Benché le mosse della politica siano tardive e impacciate, a Bruxelles come a Parigi e a Berlino, la fase distensiva in corso sui mercati finanziari agevola diversi sviluppi. Il divario di competitività tra Paesi, che rende difficile tenere insieme l’area euro, potrebbe essere attenuato in Germania non dall’azione del governo, ma da quella dei sindacati, che stanno chiedendo forti aumenti salariali. Se li otterranno, si ridurrà il vantaggio tedesco sugli altri Paesi.

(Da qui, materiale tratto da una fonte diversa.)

Issue #9261, opened 2023-10-13
Timeouts slip if there are no yields for a long time


nshy:
Suppose current fiber does not yield for a time `T1`. If it arms a timer using `ev_timer` to trigger in time `T2` then timer will trigger in 
`T2 - T1` time instead of `T2` in the best case (fiber yields right after arming the timer and there are no other fibers). The issue is ev updates its current time (`mn_now`) only when when it grabs control back. So in the above situation at the time of arming the current time is `T1` behind "real time".

There is `ev_now_update` to update `ev` current time at any moment.

Totktonada:
Looks like a reincarnation of #2737.

PR #10826, opened 2024-11-18
txn: propagate transaction timeout to `box.commit`

### LINKED ISSUE #10181: Support transaction timeout for synchronous transactions
After deprecation of the `IPROTO_RAFT_ROLLBACK` and `replication_synchro_timeout`, introduced in https://github.com/tarantool/tarantool/pull/9869, entries in limbo will live indefinitely and won't be automatically rolled back on timeout. 

We need to support `box.begin({timeout = <some-value>}` for synchronous transactions. The expected behavior: after some timeout passes, `box.commit` returns error, transaction is not rolled back, it remains in limbo

Astronomax:
New `compat.box_begin_timeout_meaning` option controls the behavior of the timeout `box.begin{timeout=`.

When the option is set to 'old' the behavior of `box.begin{timeout=` is no different from the behavior that was before this patch. This timeout can only abort the transaction until `box_commit()` is called. If the transaction is synchronous and `compat.replication_synchro_timeout='old'`, then immediately after the transaction is written to WAL, `replication_synchro_timeout` will start working. If the transaction didn't have time to gather a quorum within the timeout, it is rolled back.

~~The new behavior can only be enabled if `compat.replication_synchro_timeout` is set to 'new', that is, when `replication_synchro_timeout` is not running.~~ With the new behavior, `replication_synchro_timeout` does not work
regardless of what value is set in `compat.box_cfg_replication_synchro_timeout`.
In the new behavior, the timeout does not stop working after `box_commit()` is called, it covers the entire process of committing the transaction:

 * If the timeout expires before `box.commit()` is called **or while `before_commit` triggers are executing**, the transaction is aborted. The user receives an error "Transaction has been aborted by timeout".
 * If the timeout expires later, the user receives an error "Transaction timeout has expired during commit. It continues to commit." with field `.expired_at` with following possible values: "WAL write", "quorum collection", "CONFIRM write" depending on at what point of fiber clocks the timeout expired. As can be seen from the error text, the transaction is not rolled back, it continues to be committed, but the user's fiber is ready to execute something else.

Closes #10181

### DIFF
--- a/changelogs/unreleased/gh-10181-propagate-transaction-timeout-to-box-commit.md
+++ b/changelogs/unreleased/gh-10181-propagate-transaction-timeout-to-box-commit.md
@@ -1,0 +1,7 @@
+## feature/box
+
+* A new compat option `compat.box_begin_timeout_meaning` has been added.
+  Controls the behavior of the timeout `box.begin{timeout=`. If set to 'new',
+  the transaction timeout is propagated further to `box.commit`. If set to
+  'old', the behavior is no different from what it was before this patch
+  appeared (gh-10181).
--- a/src/box/errcode.h
+++ b/src/box/errcode.h
@@ -438,6 +438,7 @@ struct errcode_record {
 	_(ER_REPLICA_GC, 291,			"Cannot clean up replica's resources", "uuid", STRING, "details", STRING) \
 	_(ER_ALIEN_ENGINE, 292,			"Snapshot contains alien space engine row", "engine", STRING) \
 	_(ER_MVCC_UNAVAILABLE, 293,		"MVCC is unavailable for storage engine '%s' so it cannot be used in the same transaction with '%s', which supports MVCC", "engine_without_mvcc", STRING, "engine_with_mvcc", STRING) \
+	_(ER_COMMIT_TIMEOUT, 294,		"Transaction timeout has expired during commit. It's not aborted and continues to commit in background.", "expired_at", STRING) \
 	TEST_ERROR_CODES(_) /** This one should be last. */
 
 /*
--- a/src/box/txn.c
+++ b/src/box/txn.c
@@ -545,6 +545,7 @@ txn_begin(void)
 	txn->fiber = NULL;
 	txn->timeout = TIMEOUT_INFINITY;
 	txn->rollback_timer = NULL;
+	txn->begin_time = fiber_clock();
 	fiber_set_txn(fiber(), txn);
 	trigger_create(&txn->fiber_on_yield, txn_on_yield, NULL, NULL);
 	trigger_add(&fiber()->on_yield, &txn->fiber_on_yield);
@@ -1034,7 +1035,7 @@ txn_prepare(struct txn *txn)
 	if (txn_check_can_continue(txn) != 0)
 		return -1;
 
-	if (txn->rollback_timer != NULL) {
+	if (!box_begin_timeout_new_meaning && txn->rollback_timer != NULL) {
 		ev_timer_stop(loop(), txn->rollback_timer);
 		txn->rollback_timer = NULL;
 	}
@@ -1048,6 +1049,11 @@ txn_prepare(struct txn *txn)
 	 */
 	if (txn_check_can_continue(txn) != 0)
 		return -1;
+
+	if (box_begin_timeout_new_meaning && txn->rollback_timer != NULL) {
+		ev_timer_stop(loop(), txn->rollback_timer);
+		txn->rollback_timer = NULL;
+	}
 
 	assert(txn->psn == 0);
 	/* psn must be set before calling engine handlers. */
@@ -1187,8 +1193,20 @@ txn_commit_impl(struct txn *txn, enum txn_commit_wait_mode wait_mode)
 		txn->fiber = NULL;
 		return 0;
 	}
-	while (!req->is_complete)
-		fiber_yield();
+	while (!req->is_complete) {
+		if (box_begin_timeout_new_meaning) {
+			double timeout = txn->begin_time +
+					 txn->timeout - fiber_clock();
+			if (fiber_yield_timeout(timeout)) {
+				diag_set(ClientError, ER_COMMIT_TIMEOUT,
+					 "WAL write");
+				txn->fiber = NULL;
+				return -1;
+			}
+		} else {
+			fiber_yield();
+		}
+	}
 	if (req->res < 0) {
 		diag_set_journal_res(req->res);
 		goto rollback_io;
@@ -1198,7 +1216,8 @@ txn_commit_impl(struct txn *txn, enum txn_commit_wait_mode wait_mode)
 		assert(limbo_entry->lsn > 0);
 		int rc = txn_limbo_wait_complete(&txn_limbo, limbo_entry);
 		if (rc < 0) {
-			if (fiber_is_cancelled()) {
+			if (fiber_is_cancelled() ||
+			    box_begin_timeout_new_meaning) {
 				txn->fiber = NULL;
 				return -1;
 			} else {
@@ -1741,6 +1760,7 @@ txn_on_yield(struct trigger *trigger, void *event)
 		return 0;
 	}
 	if (txn->rollback_timer == NULL && txn->timeout != TIMEOUT_INFINITY) {
+		assert(txn->begin_time == fiber_clock());
 		size_t size;
 		txn->rollback_timer =
 			tx_region_alloc_object(txn, TX_OBJECT_EV_TIMER, &size);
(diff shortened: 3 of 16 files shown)


changelogs/unreleased/gh-10181-propagate-transaction-timeout-to-box-commit.md
```diff
@@ -0,0 +1,7 @@
+## bugfix/replication
+
+* A new compat option `compat.box_begin_timeout_meaning` has been added.
+  Controls the behavior of the timeout `box.begin{timeout=`. When set to 'new',
+  the transaction timeout is propagated further to `box.commit`. If 'old' is
+  set, the behavior is no different from what it was before this patch
```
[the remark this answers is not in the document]
Astronomax: Thanks! Fixed.

Serpentian:
Related: https://github.com/tarantool/tarantool/issues/9261:

```
tarantool> a = 17 for i = 0, 1000000000 do a = (a * a) % 31 end box.begin({timeout=5}) fiber.sleep(0) fiber.sleep(0) box.commit()
---
- error: Transaction has been aborted by timeout
```

It was decided not to deal with this in the scope of the current patch

src/box/txn.c
```diff
@@ -1030,7 +1031,7 @@ txn_prepare(struct txn *txn)
 	if (txn_check_can_continue(txn) != 0)
 		return -1;
 
-	if (txn->rollback_timer != NULL) {
+	if (!box_begin_timeout_new_meaning && txn->rollback_timer != NULL) {
```
Serpentian, line 1034: This looks confusing. Why with the old compat it works here and with the new one, several lines below. What is the reason for that? Is it a bug? If so, we should just move it below and fix in the separate commit

src/box/txn.c
```diff
@@ -1183,8 +1189,20 @@ txn_commit_impl(struct txn *txn, enum txn_commit_wait_mode wait_mode)
 		txn->fiber = NULL;
 		return 0;
 	}
-	while (!req->is_complete)
-		fiber_yield();
+	while (!req->is_complete) {
+		if (box_begin_timeout_new_meaning) {
```
Serpentian, line 1193: Nit: no sense in doing that in `while (!req->is_complete)` cycle. We cannot retry it anyway

src/box/txn_limbo.c
```diff
@@ -427,26 +433,29 @@ txn_limbo_wait_complete(struct txn_limbo *limbo, struct txn_limbo_entry *entry)
...
 	struct txn_limbo_entry *e;
-	bool is_first_waiting_entry = true;
-	rlist_foreach_entry(e, &limbo->queue, in_queue) {
-		if (e == entry)
-			break;
-		if (txn_has_flag(e->txn, TXN_WAIT_ACK) &&
-		    e->txn->fiber != NULL) {
-			is_first_waiting_entry = false;
-			break;
+	if (!box_begin_timeout_new_meaning &&
```
Serpentian, line 436: I didn't get, why do you need to make that conditional

src/box/txn.c
Astronomax: In the old behavior, the timeout did not cover `before_commit` triggers.
In the new behavior, the timeout covers the `before_commit` trigger and the entire commit after it. And when discussing the design, we decided that the transaction would be rolled back if the timeout expired while the triggers were executing.

src/box/errcode.h
```diff
@@ -436,6 +436,7 @@ struct errcode_record {
 	_(ER_SYNC_QUEUE_FULL, 289,		"The synchronous transaction queue is full") \
 	_(ER_KEY_PART_VALUE_OUT_OF_RANGE, 290,	"The value of key part exceeds the supported range for type", "partno", UINT, "field_type", STRING, "value", MSGPACK, "min", MSGPACK, "max", MSGPACK) \
 	_(ER_REPLICA_GC, 291,			"Cannot clean up replica's resources", "uuid", STRING, "details", STRING) \
+	_(ER_COMMIT_TIMEOUT, 292,		"Transaction timeout has expired during commit. It continues to commit.", "expired_at", STRING) \
```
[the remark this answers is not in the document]
Astronomax: Yes, it's more informative.

src/box/txn.c
Astronomax: AFAIU it's possible to observe spurious wakeup while using fiber (I don't see any execution sequence to reproduce, but apparently it's possible). Therefore, in all such places, we wrap `fiber_yield` in a loop with a condition check.
This is also recommended even when using `fiber_cond_wait` and `fiber_cond_wait_timeout`:
https://github.com/tarantool/tarantool/blob/222770d5242e23b91ba5bcf3d9ef7c919a04af40/src/lib/core/fiber_cond.h#L110-L130

src/box/txn_limbo.c
Astronomax: As we have decided (perhaps temporarily), if `compat.box_cfg_replication_synchro_timeout = 'old'` and `compat.box_begin_timeout_meaning = 'new'`, then we prefer `box_begin({timeout=...})` (`replication_synchro_timeout` not actually starts). And that's just what I do here.
Here we handle the rollback by `replication_synchro_timeout`. And we know that the `replication_synchro_timeout` timer was only started `if (!box_begin_timeout_new_meaning && replication_synchro_timeout_rollback_enabled)`:
```cpp
if (box_begin_timeout_new_meaning) {
	double timeout = txn->begin_time +
		txn->timeout - fiber_clock();
	rc = fiber_cond_wait_timeout(
		&limbo->wait_cond, timeout);
} else if (replication_synchro_timeout_rollback_enabled) {
	double timeout = start_time +
		replication_synchro_timeout - fiber_clock();
	rc = fiber_cond_wait_timeout(
		&limbo->wait_cond, timeout);
} else {
	rc = fiber_cond_wait(&limbo->wait_cond);
}
```

Astronomax:
It was required that the option `box_begin_timeout_meaning` could be switched to 'new' only if the compat option `replication_synchro_timeout` already was set to 'new'.
Many approaches have been considered: https://github.com/Astronomax/tarantool/commit/c29825f251099abfe0e0ac1b2e86ef7e19b358eb, https://github.com/Astronomax/tarantool/commit/6701529077f87bb8e195f916d0f3965d0553d25e, https://github.com/Astronomax/tarantool/commit/432276c3c19d0e65a0e83e2db56ad07d3e3a2341, but it was decided that they all complicate the implementation, while not being particularly useful for the user. We believe that manually switching compat options is no longer so relevant for the average user; now there is a config for this. Therefore, we will allow user to manually set 'new' in `box_begin_timeout_meaning` and 'old' in `replication_synchro_timeout`, but we will assume that in this case `box_begin_timeout_meaning` has the highest priority, so only it will work. But we will still check when setting options through the config, and we will prohibit such a combination of values.

Serpentian (approved):
Seems, I've no comments about the patch itself, let's ask @Totktonada totake a look at the config related part

src/lua/compat.lua
```diff
@@ -7,6 +7,8 @@ local OLD = false
 local ffi = require('ffi')
 local tweaks = require('internal.tweaks')
 
+local compat = { }
```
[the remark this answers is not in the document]
Astronomax: Fixed.

changelogs/unreleased/gh-10181-propagate-transaction-timeout-to-box-commit.md
```diff
@@ -0,0 +1,7 @@
+## bugfix/replication
+
+* A new compat option `compat.box_begin_timeout_meaning` has been added.
+  Controls the behavior of the timeout `box.begin{timeout=`. If set to 'new',
+  the transaction timeout is propagated further to `box.commit`. If set to
+  'old', the behavior is no different from what it was before this patch
+  appeared (gh-10181).
```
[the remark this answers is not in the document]
Astronomax: Ok. I left the details only in the doc request.

Astronomax:
A different approach was chosen: https://github.com/tarantool/tarantool/pull/11264.

It was decided to leave the `box.begin({timeout = ...})` transaction timeout behavior alone, but to introduce a new `txn_synchro_timeout` configuration option that would detach the user fiber from the synchronous transaction if it takes too long to gather a quorum.

Astronomax:
A different approach was chosen: https://github.com/tarantool/tarantool/pull/11264.

It was decided to leave the `box.begin({timeout = ...})` transaction timeout behavior alone, but to introduce a new `txn_synchro_timeout` configuration option that would detach the user fiber from the synchronous transaction if it takes too long to gather a quorum.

Tuttavia si continua a procedere in modo un po’ confuso, con il rischio di imbattersi in nuovi ostacoli. Le elezioni politiche anticipate in Grecia, se davvero si terranno il mese prossimo, quasi di certo peggioreranno la qualità del governo; e ulteriori misure di austerità sono richieste per il 2013. Probabilmente nel corso dell’estate si dovrà concordare un secondo pacchetto di aiuti per il Portogallo.

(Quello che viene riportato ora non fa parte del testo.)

PR #10828, opened 2024-11-18
schema: fix the index:offset_of parameter handling

### LINKED ISSUE #10827: A problem with `index:offset_of` parameter variations
The function does not handle the `nil` as an `opts` argument and numeric keys.

```
tarantool> box.space.s1:offset_of({10})
---
- error: 'builtin/box/schema.lua:2530: attempt to index local ''opts'' (a nil value)'
...

tarantool> box.space.s1:offset_of(10)
---
- error: 'builtin/box/schema.lua:2528: attempt to get length of local ''key'' (a number
    value)'
...
```

Follows-up #10317.

mkostoevr:
The function assumes the given key is a Lua table and the given opts is not nil. Let's fix that.

Closes #10827

### DIFF
--- a/src/box/lua/schema.lua
+++ b/src/box/lua/schema.lua
@@ -2525,13 +2525,14 @@ end
 -- the same tuple as index:pairs(key, {iterator = it})
 base_index_mt.offset_of = function(index, key, opts)
     check_index_arg(index, 'offset_of', 2)
+    key = keify(key)
     local itype = check_iterator_type(opts, #key == 0, 2)
     if itype == box.index.EQ then
-        opts.iterator = box.index.GE
+        itype = box.index.GE
     elseif itype == box.index.REQ then
-        opts.iterator = box.index.LE
+        itype = box.index.LE
     end
-    return index:len() - index:count(key, opts)
+    return index:len() - index:count(key, itype)
 end
 
 base_index_mt.get_ffi = function(index, key)
--- a/test/box-luatest/gh_8204_fast_offset_test.lua
+++ b/test/box-luatest/gh_8204_fast_offset_test.lua
@@ -376,6 +376,72 @@ g_generic.test_offset_of = function()
     end)
 end
 
+-- Checks the 'offset_of' function parameters.
+g_generic.test_offset_of_params = function()
+    g_generic.server:exec(function()
+        -- Create and fill a space.
+        local s = box.schema.space.create('test')
+        s:create_index('pk', {parts = {{1, 'unsigned'}, {2, 'unsigned'}}})
+        s:insert({1, 1})
+        s:insert({1, 2})
+        s:insert({2, 1})
+        s:insert({2, 2})
+        s:insert({3, 1})
+        s:insert({3, 2})
+
+        -- No arguments.
+        t.assert_equals(s:offset_of(), 0)
+
+        -- Empty key.
+        t.assert_equals(s:offset_of({}), 0)
+
+        -- Numeric key.
+        t.assert_equals(s:offset_of(2), 2)
+
+        -- Regular key.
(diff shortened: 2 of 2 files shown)


src/box/lua/schema.lua
```diff
@@ -2525,6 +2525,10 @@ end
 -- the same tuple as index:pairs(key, {iterator = it})
 base_index_mt.offset_of = function(index, key, opts)
     check_index_arg(index, 'offset_of', 2)
+    key = keify(key)
+    if opts == nil then
```
drewdzzz, line 2529: More compact version:
```lua
opts = opts or {}
```

src/box/lua/schema.lua
```diff
@@ -2525,6 +2525,10 @@ end
...
+        opts = {}
+    end
```
drewdzzz, line 2531: What's about invalid `opts`? Let's use `check_param_table` helper.

drewdzzz (changes requested):

src/box/lua/schema.lua
mkostoevr: Applied.

src/box/lua/schema.lua
mkostoevr: Introduced the invalid option check.

drewdzzz (approved):

src/box/lua/schema.lua
```diff
@@ -2525,6 +2525,9 @@ end
 -- the same tuple as index:pairs(key, {iterator = it})
 base_index_mt.offset_of = function(index, key, opts)
     check_index_arg(index, 'offset_of', 2)
+    key = keify(key)
+    opts = opts or {}
+    check_param_table(opts, {iterator = 'string, number'}, 2)
```
drewdzzz, line 2530: Already approved the PR, but then joined a live discussion. We use `check_param_table` only on DDL (probably, for the sake of performance). Let's not use it here, just as in other DML ops?

(I was the one who suggested to use it - sorry 😕)

mkostoevr: Removed the opts check.

I don't think we should check for any type except for `nil` now: using other types violates the function interface. So the only `opts = opts or {}` should be sufficient as a valid use case check.

drewdzzz: We can do something like
```diff
diff --git a/src/box/lua/schema.lua b/src/box/lua/schema.lua
index 2555998125..e395b5fa6c 100644
--- a/src/box/lua/schema.lua
+++ b/src/box/lua/schema.lua
@@ -2525,13 +2525,15 @@ end
 -- the same tuple as index:pairs(key, {iterator = it})
 base_index_mt.offset_of = function(index, key, opts)
     check_index_arg(index, 'offset_of', 2)
+    key = keify(key)
+    opts = opts or {}
     local itype = check_iterator_type(opts, #key == 0, 2)
     if itype == box.index.EQ then
-        opts.iterator = box.index.GE
+        itype = box.index.GE
     elseif itype == box.index.REQ then
-        opts.iterator = box.index.LE
+        itype = box.index.LE
     end
-    return index:len() - index:count(key, opts)
+    return index:len() - index:count(key, itype)
 end
 
 base_index_mt.get_ffi = function(index, key)
```
No extra checks, and it works in the same way as count. But without it:
```lua
tarantool> box.space._space:count(nil, 'EQ')
---
- 27
...

tarantool> box.space._space:offset_of(nil, 'EQ')
---
- error: 'builtin/box/schema.lua:2532: attempt to index local ''opts'' (a string value)'
...
```

mkostoevr: Nice solution, applied.

drewdzzz: No objections anymore, thanks for the fixes!

locker (approved):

L’Italia non sarà fuori pericolo finché il suo sistema produttivo non avrà ripreso a crescere. Non è poco, intanto, aver riconquistato pieni diritti nel definire le scelte dell’Europa. La minaccia dello spread è riuscita a farci prendere decisioni buone per l’economia; speriamo di non doverla paradossalmente rimpiangere di fronte a nuove instabilità della nostra politica.